■ What you are asked to do: Copy each line of the records below that has "context" in it.

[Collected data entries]
*** Begin section ***

Issue #3193, opened 2024-07-22
[RFE] Develop event generation capabilities


burak-ok:
Inspektor Gadget enables users to inspect Linux containers and Kubernetes workloads, offering the powerful capability to monitor traffic for currently running applications. Nevertheless, the ability to generate specific events would be a great addition to the existing features. For example, if users could trigger a DNS request from a specific pod or make an HTTP request to a particular endpoint, Inspektor Gadget could check if the request succeeded or not. Users would then be notified if there are errors/outages/problems in the cluster.

The issue could be solved in this order:
1. Explore the best way to implement event generation, external program vs implementing it within Inspektor Gadget. 
2. Develop DNS/HTTP (for example) event generator and see how it works with gadgets
3. Use the event generation in our integration testing
4. Create event generators for all other gadgets

HarshitNagpal29:
Hi @burak-ok,

I hope you're doing well. I'm really excited about this project. I have a few questions to ensure I align with the project's goals:

1. Should the event generation be an external program or integrated within Inspektor Gadget?
2. Beyond DNS and HTTP, are there other high-priority events to consider?

Any further guidance or resources you could provide would be greatly appreciated. I feel confident that I have the necessary skills to work on this project and look forward to contributing.

Thank you!

rahulrana701:
@burak-ok the project sounds pretty cool and interesting would love to dive deep into this project with further guidance.

burak-ok:
Nice to see that this issue is interesting for people :)

> 1. Should the event generation be an external program or integrated within Inspektor Gadget?

We are also not sure about this one. We think it might be better to have it integrated into the program itself. So it is easier for users to use. But we are open about discussing other options too

> 2. Beyond DNS and HTTP, are there other high-priority events to consider?

Other events might be tcp traffic, mounts, file creation and in general mostly everything we have a gadget for. But we do not have priorities for them

anshjain16:
> Nice to see that this issue is interesting for people :)
> 
> > 1. Should the event generation be an external program or integrated within Inspektor Gadget?
> 
> We are also not sure about this one. We think it might be better to have it integrated into the program itself. So it is easier for users to use. But we are open about discussing other options too
> 
> > 2. Beyond DNS and HTTP, are there other high-priority events to consider?
> 
> Other events might be tcp traffic, mounts, file creation and in general mostly everything we have a gadget for. But we do not have priorities for them

[...]

PR #3538, opened 2024-10-02
discussion on approaches to implement event-generator

h4l0gen:
# Discussion on approaches to implement event-generation utility

## Testing done
Yes

### DIFF
--- a/cmd/common/oci.go
+++ b/cmd/common/oci.go
@@ -33,6 +33,7 @@ import (
 	"github.com/inspektor-gadget/inspektor-gadget/pkg/operators"
 	clioperator "github.com/inspektor-gadget/inspektor-gadget/pkg/operators/cli"
 	"github.com/inspektor-gadget/inspektor-gadget/pkg/operators/combiner"
+	"github.com/inspektor-gadget/inspektor-gadget/pkg/operators/eventgen"
 	_ "github.com/inspektor-gadget/inspektor-gadget/pkg/operators/limiter"
 	ocihandler "github.com/inspektor-gadget/inspektor-gadget/pkg/operators/oci-handler"
 	_ "github.com/inspektor-gadget/inspektor-gadget/pkg/operators/otel-metrics"
@@ -160,8 +161,8 @@ func NewRunCommand(rootCmd *cobra.Command, runtime runtime.Runtime, hiddenColumn
 			}
 			ops = append(ops, op)
 		}
-		ops = append(ops, clioperator.CLIOperator, combiner.CombinerOperator)
-
+		// ops = append(ops, clioperator.CLIOperator, combiner.CombinerOperator)
+		ops = append(ops, clioperator.CLIOperator, combiner.CombinerOperator, eventgen.EventGen)
 		imageName := actualArgs[0]
 		if grpcrt, ok := runtime.(*grpcruntime.Runtime); ok && commandMode == CommandModeAttach {
 			instances, ambiguous, notfound, err := findGadgetInstances(grpcrt, runtimeParams, []string{imageName})
@@ -252,8 +253,8 @@ func NewRunCommand(rootCmd *cobra.Command, runtime runtime.Runtime, hiddenColumn
 		for _, op := range operators.GetDataOperators() {
 			ops = append(ops, op)
 		}
-		ops = append(ops, clioperator.CLIOperator, combiner.CombinerOperator)
-
+		// ops = append(ops, clioperator.CLIOperator, combiner.CombinerOperator)
+		ops = append(ops, clioperator.CLIOperator, combiner.CombinerOperator, eventgen.EventGen)
 		timeoutDuration := time.Duration(timeoutSeconds) * time.Second
 
 		imageName := args[0]
--- a/pkg/operators/eventgen/dns.go
+++ b/pkg/operators/eventgen/dns.go
@@ -1,0 +1,119 @@
+package eventgen
+
+import (
+    "bytes"
+    "context"
+    "fmt"
+    "time"
+    corev1 "k8s.io/api/core/v1"
+    metav1 "k8s.io/apimachinery/pkg/apis/meta/v1"
+    "k8s.io/client-go/kubernetes"
+    "k8s.io/client-go/kubernetes/scheme"
+    "k8s.io/client-go/rest"
+    "k8s.io/client-go/tools/remotecommand"
+)
+
+type DNSGenerator struct {
+    clientset *kubernetes.Clientset
+    config    *rest.Config
+}
+
+func NewDNSGenerator(config *rest.Config) (Generator, error) {
+    clientset, err := kubernetes.NewForConfig(config)
+    if err != nil {
+        return nil, fmt.Errorf("failed to create Kubernetes client: %v", err)
+    }
+    return &DNSGenerator{
+        clientset: clientset,
+        config:    config,
+    }, nil
+}
+
+func (d *DNSGenerator) Generate(domain string) (string, error) {
+    namespace := "default"
+    podName := fmt.Sprintf("dns-test-pod-%d", time.Now().Unix())
+
+    if err := d.createAndWaitForPod(namespace, podName); err != nil {
+        return "", err
+    }
+
+    if err := d.executeDNSLookup(namespace, podName, domain); err != nil {
+        return "", err
+    }
+
+    return podName, nil
+}
+
+func (d *DNSGenerator) Cleanup(podName string) error {
+    namespace := "default"
+    err := d.clientset.CoreV1().Pods(namespace).Delete(context.Background(), podName, metav1.DeleteOptions{})
+    if err != nil {
+        return fmt.Errorf("failed to delete pod %s: %v", podName, err)
+    }
+    fmt.Printf("Successfully deleted pod %s in namespace %s\n", podName, namespace)
+    return nil
+}
+
+func (d *DNSGenerator) createAndWaitForPod(namespace, name string) error {
+    pod := &corev1.Pod{
+        ObjectMeta: metav1.ObjectMeta{Name: name},
+        Spec: corev1.PodSpec{
+            Containers: []corev1.Container{{
+                Name:    "dns-test",
+                Image:   "busybox",
+                Command: []string{"sh", "-c", "while true; do sleep 3600; done"},
+            }},
+        },
+    }
+
+    _, err := d.clientset.CoreV1().Pods(namespace).Create(context.Background(), pod, metav1.CreateOptions{})
+    if err != nil {
+        return fmt.Errorf("failed to create pod: %v", err)
+    }
+
+    for i := 0; i < 60; i++ {
+        pod, err := d.clientset.CoreV1().Pods(namespace).Get(context.Background(), name, metav1.GetOptions{})
+        if err != nil {
+            return err
+        }
+        if pod.Status.Phase == corev1.PodRunning {
+            return nil
+        }
+        time.Sleep(time.Second)
+    }
+    return fmt.Errorf("pod did not become ready within 60 seconds")
+}
+
+func (d *DNSGenerator) executeDNSLookup(namespace, podName, domain string) error {
+    req := d.clientset.CoreV1().RESTClient().Post().
+        Resource("pods").
+        Name(podName).
+        Namespace(namespace).
+        SubResource("exec").
+        VersionedParams(&corev1.PodExecOptions{
+            Command: []string{"sh", "-c", fmt.Sprintf("echo 'Performing DNS lookup for %s'; nslookup %s; echo 'DNS lookup completed'", domain, domain)},
+            Stdout:  true,
+            Stderr:  true,
+        }, scheme.ParameterCodec)
+
+    exec, err := remotecommand.NewSPDYExecutor(d.config, "POST", req.URL())
+    if err != nil {
+        return fmt.Errorf("failed to create executor: %v", err)
+    }
+
+    var stdout, stderr bytes.Buffer
+    err = exec.Stream(remotecommand.StreamOptions{
+        Stdout: &stdout,
+        Stderr: &stderr,
+    })
+    if err != nil {
+        return fmt.Errorf("failed to execute command: %v", err)
+    }
+
+    fmt.Printf("DNS lookup output:\n%s\n", stdout.String())
+    if stderr.Len() > 0 {
+        fmt.Printf("DNS lookup error:\n%s\n", stderr.String())
+    }
+
+    return nil
+}
--- a/pkg/operators/eventgen/eventgen.go
+++ b/pkg/operators/eventgen/eventgen.go
@@ -1,0 +1,157 @@
+package eventgen
+
+import (
+	"fmt"
+
+	"github.com/inspektor-gadget/inspektor-gadget/pkg/gadget-service/api"
+	"github.com/inspektor-gadget/inspektor-gadget/pkg/operators"
+	"github.com/inspektor-gadget/inspektor-gadget/pkg/params"
+	"k8s.io/client-go/rest"
+	"k8s.io/client-go/tools/clientcmd"
+)
+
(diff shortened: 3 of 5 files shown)


h4l0gen:
- flag approach: dns event-generator output
```bash
h4logen@kapil:~/new-ig-arch/inspektor-gadget$ go run --exec "sudo -E" ./cmd/ig run trace_dns --filter name==example.com. --eventgen-enable=true --eventgen-type=dns --eventgen-target=example.com
RUNTIME.CONTAINERNAME          SRC                                     DST                                     COMM                   PID QR QTYPE           NAME                          RCODE    ADDRESSES      
WARN[0014] Replacement map "gadget_sockets" incompatible: ValueSize: 8272 changed to 64: map spec is incompatible with existing map 
WARN[0014] Is trace_dns compatible with ig 0.0.0?       
INFO[0014] Starting EventGen with type: dns, target: example.com 
minikube                       10.244.0.62:48145                       10.96.0.10:53                                                    0 Q  A               example.com.                                          
minikube                       10.244.0.62:48145                       10.244.0.26:53                                                   0 Q  A               example.com.                                          
DNS lookup output:
Performing DNS lookup for example.com
Server:		10.96.0.10
Address:	10.96.0.10:53

Non-authoritative answer:
Name:	example.com
Address: 93.184.215.14

Non-authoritative answer:
Name:	example.com
Address: 2606:2800:21f:cb07:6820:80da:af6b:8b2c

DNS lookup completed

INFO[0019] Generated dns event using pod dns-test-pod-1727700258 
INFO[0019] Starting EventGen with type: dns, target: example.com 
minikube                       10.244.0.62:48145                       10.96.0.10:53                                                    0 Q  AAAA            example.com.                                          
minikube                       10.244.0.62:48145                       10.244.0.26:53                                                   0 Q  AAAA            example.com.                                          
minikube                       10.244.0.26:40171                       192.168.49.1:53                                                  0 Q  AAAA            example.com.                                          
minikube                       10.244.0.26:48557                       192.168.49.1:53                                                  0 Q  A               example.com.                                          
minikube                       192.168.49.1:53                         10.244.0.26:48557                                                0 R  A               example.com.                  Success  93.184.215.14  
minikube                       192.168.49.1:53                         10.244.0.26:48557                                                0 R  A               example.com.                  Success  93.184.215.14  
minikube                       192.168.49.1:53                         10.244.0.26:40171                                                0 R  AAAA            example.com.                  Success  2606:2800:21f:…
minikube                       192.168.49.1:53                         10.244.0.26:40171                                                0 R  AAAA            example.com.                  Success  2606:2800:21f:…
minikube                       10.244.0.26:53                          10.244.0.62:48145                                                0 R  A               example.com.                  Success  93.184.215.14  
minikube                       10.96.0.10:53                           10.244.0.62:48145                                                0 R  A               example.com.                  Success  93.184.215.14  
minikube                       10.244.0.26:53                          10.244.0.62:48145                                                0 R  AAAA            example.com.                  Success  2606:2800:21f:…
minikube                       10.96.0.10:53                           10.244.0.62:48145                                                0 R  AAAA            example.com.                  Success  2606:2800:21f:…
minikube                       10.244.0.63:60827                       10.96.0.10:53                                                    0 Q  A               example.com.                                          
minikube                       10.244.0.63:60827                       10.244.0.26:53                                                   0 Q  A               example.com.                                          
minikube                       10.244.0.63:60827                       10.96.0.10:53                                                    0 Q  AAAA            example.com.                                          
DNS lookup output:
Performing DNS lookup for example.com
Server:		10.96.0.10
Address:	10.96.0.10:53

Name:	example.com
Address: 93.184.215.14

Name:	example.com
Address: 2606:2800:21f:cb07:6820:80da:af6b:8b2c

DNS lookup completed

INFO[0023] Generated dns event using pod dns-test-pod-1727700263 
minikube                       10.244.0.63:60827                       10.244.0.26:53                                                   0 Q  AAAA            example.com.                                          
minikube                       10.244.0.26:53                          10.244.0.63:60827                                                0 R  A               example.com.                  Success  93.184.215.14  
minikube                       10.96.0.10:53                           10.244.0.63:60827                                                0 R  A               example.com.                  Success  93.184.215.14  
minikube                       10.244.0.26:53                          10.244.0.63:60827                                                0 R  AAAA            example.com.                  Success  2606:2800:21f:…
minikube                       10.96.0.10:53                           10.244.0.63:60827                                                0 R  AAAA            example.com.                  Success  2606:2800:21f:…
^CSuccessfully deleted pod dns-test-pod-1727700263 in namespace default
INFO[0041] Cleaned up event pod dns-test-pod-1727700263 
Successfully deleted pod dns-test-pod-1727700258 in namespace default
INFO[0041] Cleaned up event pod dns-test-pod-1727700258`
```


I still need  to polish this output, but this is overall how it will work.

h4l0gen:
Hi folks, I am Kapil Sharma, working on [event-generation](https://github.com/inspektor-gadget/inspektor-gadget/issues/3193) with [@Burak Ok](https://kubernetes.slack.com/team/U042GTWLDH8) and [@Qasim Sarfraz](https://kubernetes.slack.com/team/U01S39E4D3J). I have came up with two approaches to implement event-generation within Inspektor-gadget. These are the most promising approaches I found (please feel free to suggest any other approach you may have):
- Flag approach: using eventgen as a flag that can be used while running gadgets. For example, using the DNS event generator:

`$ go run --exec "sudo -E" ./cmd/ig run trace_open --eventgen-enable=true --eventgen-type=dns --eventgen-target=example.com`

Its a concise approach simply can run event-generator along with gadgets. Here we can run gadget and enable event-generator, so event-generator will create events and gadget will show that. I have included the complete output of this approach in a [draft PR](https://github.com/inspektor-gadget/inspektor-gadget/pull/3538#issuecomment-2389136897), please take a look.

- Sub-command Approach: I have previously implemented this with the July version (with kubectl-gadget).

using eventgen  as a Sub-command allows it to run separately from the gadget, meaning both processes are independent and don't rely on each other.
we can run gadget like this

`$ ./kubectl-gadget trace dns`

In another terminal, we can run the DNS event generator to generate events:

`$ ./kubectl-gadget eventgen dns example.com`

The gadget will catch and display events generated by the DNS event generator.I would like your suggestions on which approach would be more suitable.I have created a [draft PR](https://github.com/inspektor-gadget/inspektor-gadget/pull/3538) for the first approach to start discussion. Thank you!

blanquicet:
Thanks for creating this space to discuss. I have some comments already.

Regarding flags vs sub-command:

- I like this feature being implemented as flags because it allows to synchronize the event generation with the gadget lifecycle, i.e., start generating events only after the gadget was actually started and (in a follow-up PR) validate output once gadget is stopped. I'm a little bit worry about the number of flags, but after merging [#3515](https://github.com/inspektor-gadget/inspektor-gadget/pull/3515), users will be able to change this:

    ```bash
    ig run trace_dns --filter name==example.com. --eventgen-enable=true --eventgen-type=dns --eventgen-target=example.com
    ```

  into this:

    ```yaml
    version: 1
    kind: instance-spec
    imageName: trace_dns
    name: capture_dns_events
    paramValues:
      operator.filter.filter: "name==example.com."
      operator.eventgen.eventgen-enable: true
      operator.eventgen.eventgen-type: dns
      operator.eventgen.eventgen-target: example.com
    ``` 

- On the other side, I like the idea of sub-command because it allows to use one single event generation for more than one gadget. For instance, HTTPS events with trace_dns, trace_tcpconnect, or downloading/uploading test files with trace_tcpdrop, trace_tcpretrans. However, we will lost the ability to sync with gadget lifecycle.
- In the end, I think I prefer the flag implementation.

Regarding operator implementation:

- The generation of events must happen on server side.
- The environment where events will be generated shouldn't be tight to Kubernetes (probably what you did was just an example). I suggest re-using the [Container interface](https://github.com/inspektor-gadget/inspektor-gadget/blob/main/pkg/container-utils/testutils/container_interface.go#L39) we created for testing. With few changes, it'll allow us to run commands on docker/containerd containers (even though in this case we don't care about the runtime), but also in Kubernetes containers by keeping a common interface. In addition, we can extend it to allow creating container with specific linux namespaces. For instance, to create container with the host network linux namespace for generating DNS or HTTPS events for `ig` running as standalone with the `--host` flag.

In general, I think we can start by providing a subset of eventgen-type: dns and https. But at a certain point, as we did for gadgets, we should allow people running custom things like bash scripts or even WASM. Let's keep it in the back of our mind.

mqasimsarfraz:
> The generation of events must happen on server side.

This is a great discussion point. One of the main concerns with server side generation would mean to allow `gadget` pod (via RBAC) to be able to `create/delete` pods in all the namespace which I am not sure we should be doing. Having said that we do need server side generation for existing pods/containers (switching to particular namespace and generating events from there) so would be nice if we can find a way to do it in the same way for both. One idea to avoid touching RBAC permission would be to skip talking to API server for pods but rather use CRI API in Kubernetes and Container Runtime APIs for runtimes using [Container interface](https://github.com/inspektor-gadget/inspektor-gadget/blob/main/pkg/container-utils/testutils/container_interface.go#L39) like you mentioned. Any thoughts on this?

blanquicet:
> > The generation of events must happen on server side.
> 
> This is a great discussion point. One of the main concerns with server side generation would mean to allow `gadget` pod (via RBAC) to be able to `create/delete` pods in all the namespace which I am not sure we should be doing. Having said that we do need server side generation for existing pods/containers (switching to particular namespace and generating events from there) so would be nice if we can find a way to do it in the same way for both. One idea to avoid touching RBAC permission would be to skip talking to API server for pods but rather use CRI API in Kubernetes and Container Runtime APIs for runtimes using [Container interface](https://github.com/inspektor-gadget/inspektor-gadget/blob/main/pkg/container-utils/testutils/container_interface.go#L39) like you mentioned. Any thoughts on this?
>

Oh, raised a great point. Yeah, I would avoid modifying the RBAC for the ig-k8s pod. So, at this point, we will need to differentiate the implementation:
- ig and ig+gadgetctl: On server side
- kubectl-gadget: On client side

WDYT?

blanquicet:
> Having said that we do need server side generation for existing pods/containers (switching to particular namespace and generating events from there)
> 
Why do we need this?

mqasimsarfraz:
> > Having said that we do need server side generation for existing pods/containers (switching to particular namespace and generating events from there)
> 
> Why do we need this?

Imagine if you want to troubleshoot DNS for existing pod, in this case it would be helper if we can generate the request from the given pod and see it works fine. Does that make sense?

burak-ok:
> On the other side, I like the idea of sub-command because it allows to use one single event generation for more than one gadget. For instance, HTTPS events with trace_dns, trace_tcpconnect, or downloading/uploading test files with trace_tcpdrop, trace_tcpretrans. However, we will lost the ability to sync with gadget lifecycle.

I think that there would be no problem to implement such features for the flag approach too. The event-gen should not be directly tied to the gadget.
So soemthing like `kubectl gadget eventgen http` or `kubectl gadget run trace_tcp --eventgen http` should be equivalent

The only problem we might have (with both approaches) comes when we want to verify the gadget output. The verification is gadget specific, but not the event generation

blanquicet:
> > On the other side, I like the idea of sub-command because it allows to use one single event generation for more than one gadget. For instance, HTTPS events with trace_dns, trace_tcpconnect, or downloading/uploading test files with trace_tcpdrop, trace_tcpretrans. However, we will lost the ability to sync with gadget lifecycle.
> 
> I think that there would be no problem to implement such features for the flag approach too. The event-gen should not be directly tied to the gadget. 
> 
If it's an operator, by default, it's tied to the gadget's lifecycle, i.e., it'll start generating events when gadget starts and stop doing it when gadget stops. In fact, the `eventgen-enable` would be an instance parameter, so users can only ask to start generating events when running a given gadget. How to do that if you have more than one?

> So soemthing like `kubectl gadget eventgen http` or `kubectl gadget run trace_tcp --eventgen http` should be equivalent
> 
If I didn't miss anything on my above comment, they are not.

> The only problem we might have (with both approaches) comes when we want to verify the gadget output. The verification is gadget specific, but not the event generation. (Of course generating file events for network gadgets makes no sense, etc..)
>
Nope, for same reason I described above. If `eventgen-enable`, `eventgen-type`, etc., are instance parameters, each eventgen operator instance is associated to a specific gadget, so the verification.

burak-ok:
I thought you meant using (for example) an http event generator for different gadgets in different instances.

Did you mean starting the event generator and then in parallel use multiple gadgets to capture the events?

blanquicet:
> I thought you meant using (for example) an http event generator for different gadgets in different instances.
> 
> Did you mean starting the event generator and then in parallel use multiple gadgets to capture the events?
>
Yes. For instance, one may want to know if a host is able to reach a specific endpoint and with what latency. So, they'd generate HTTP events and then run, in parallel, `trace_dns` and `trace_tcpconnect` (both specs defined in a [manifest file](https://github.com/inspektor-gadget/inspektor-gadget/pull/3485)) to know:

- Whether the URL was resolved or not and, in case, the error
- Whether the TCP connection got established or not and, in case, the error
- The TCP and DNS latency

burak-ok:
> That's why I concluded saying it prefer the flag implementation, at least we will have a perfect synchronization for one single gadget.

(Thinking out loud). Maybe we could control with a flag how many gadgets should run before the event gen actually starts generating. Our operator framework allows for that. But it gets complicated and in the way of other things maybe

blanquicet:
> > That's why I concluded saying it prefer the flag implementation, at least we will have a perfect synchronization for one single gadget.
> 
> (Thinking out loud). Maybe we could control with a flag how many gadgets should run before the event gen actually starts generating. Our operator framework allows for that. But it gets complicated and in the way of other things maybe
>
I think it'd imply "synchronization" between operator's instances, which doesn't exist right now. I don't know how complex it would be. However, let's keep it in mind. I suggest adding it to future implements:

> let's track all the improvements we are planning in https://github.com/inspektor-gadget/inspektor-gadget/issues/3193:
>
> - The eventgen operator could also validate gadget output and disable normal gadget output. It could just say, "all the generated events were captured" or "X was missing" (and print the gadget output).
> - Allow generating events on existing pods/containers.
>
- Support using one single event generator for more than one gadget running in parallel and capturing the events. An example of use case is described [here](https://github.com/inspektor-gadget/inspektor-gadget/pull/3538#issuecomment-2394183007).

blanquicet:
To summarize, I think we kind of agreed on the following initial proposal:

- Event generator is associated to one single gadget using operator's parameters, i.e., CLI flags or `paramValues` in [manifest file](https://github.com/inspektor-gadget/inspektor-gadget/pull/3515)).
- Events are generated on server side, except for Kubernetes.
- Events are generated on pods/containers created by the event generator itself and not on existing pods/containers (For now).
- Event generator doesn't validate output (For now).

What do you all think?

mqasimsarfraz:
> To summarize, I think we kind of agreed on the following initial proposal:
> 
> * Event generator is associated to one single gadget using operator's parameters, i.e., CLI flags or `paramValues` in [manifest file](https://github.com/inspektor-gadget/inspektor-gadget/pull/3515).
> * Events are generated on server side, except for Kubernetes.
> * Events are generated on pods/containers created by the event generator itself and not on existing pods/containers (For now).
> * Event generator doesn't validate output (For now).
> 
> What do you all think?

+1, sounds good to me. If we all agree I will update https://github.com/inspektor-gadget/inspektor-gadget/issues/3193 for future improvements!

blanquicet:
@h4l0gen what do you think?

h4l0gen:
Hi, I have been following entire discussion, I also liked the synchronization idea so +1 from my side to flag approach. Just two concerns/doubts I have in my mind:
> Events are generated on server side

`server side` concept still not much clear to me, It would be great help if you guys can guide me in this. 

secondly, How we are planning about validation, are we going to compare output with expected output. Something like [this](https://github.com/inspektor-gadget/inspektor-gadget/blob/main/gadgets/trace_dns/test/trace_dns_test.go#L134).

*** End section ***

■ Written answer:
+    "context"
+    err := d.clientset.CoreV1().Pods(namespace).Delete(context.Background(), podName, metav1.DeleteOptions{})
+    _, err := d.clientset.CoreV1().Pods(namespace).Create(context.Background(), pod, metav1.CreateOptions{})
+        pod, err := d.clientset.CoreV1().Pods(namespace).Get(context.Background(), name, metav1.GetOptions{})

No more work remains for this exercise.